*Problem:* How many lines in the data hold the string "once"? State the number alone.

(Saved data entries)
PR #1681, opened 2026-06-25
feat: configurable tab title font size via navigation.tab-font-size

cantona:
The tab title font size was hardcoded (`TITLE_FONT_SIZE`). Add a `navigation.tab-font-size` config option so the tab strip text size can be tuned.


cantona:

PR #1682, opened 2026-06-25
fix: pixel-snap tab-bar border lines so they don't randomly disappear

cantona:
The vertical tab separators and the inactive-tab / left-margin bottom borders were drawn 0.5 logical px thick at fractional positions. `sugarloaf.rect` scales logical coords by `scale_factor` without rounding, so these thin lines landed between physical pixels and the rasterizer dropped them — a window resize shifted positions enough to occasionally realign them (the classic 'separator missing, reappears on resize'). Snap each line's position to a whole physical pixel and use a 1-physical-px thickness so they always render.

Note: this branch is stacked on the tab-font-size (#1681) and tab-bar-height work, so it includes those commits; the border-fix commit is the last one. Happy to rebase onto main once those land.


cantona:

PR #1683, opened 2026-06-25
feat: configurable tab bar height via navigation.tab-bar-height

cantona:
Adds a `navigation.tab-bar-height` config option (default 34) to set the height of the tab/navigation bar (the 'island'), in logical pixels. Previously the height was a hardcoded `ISLAND_HEIGHT` const. The value is plumbed through to the Island renderer and the top-bar hit-test sites, and hot-reloads on config change. Mirrors the existing `navigation.tab-font-size` option.

Note: stacked on the tab-font-size work (#1681), so it includes that commit; the tab-bar-height commit is the last one. Happy to rebase onto main once #1681 lands.


cantona:

PR #1685, opened 2026-06-25
fix: keep quit-confirmation dialog visible on idle frames

cantona:
The ConfirmQuit dialog is drawn into sugarloaf before `screen.render()`, but `render()` calls `discard_frame()` whenever `should_present` is false — i.e. no panel damage and no animation, which is exactly the case while the dialog is up over an idle terminal. The dialog draws were discarded and only reached the screen on frames a cursor blink (or other animation) happened to force, so the prompt flickered in and out ('sometimes I can't see it').

Add a `force_present` flag to `render()`, set while the route is `ConfirmQuit`, so the dialog frame is always presented.

Standalone, based on main.

### DIFF
--- a/frontends/rioterm/src/application.rs
+++ b/frontends/rioterm/src/application.rs
@@ -1842,7 +1842,10 @@ impl ApplicationHandler<EventPayload> for Application<'_> {
                             );
                         }
 
-                        if let Some(window_update) = route.window.screen.render() {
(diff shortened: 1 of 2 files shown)


cantona:
no needed. 89c5744eff8e6a21e1e86bf523265a03c63ad018 fixed it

*Result of the task:* 2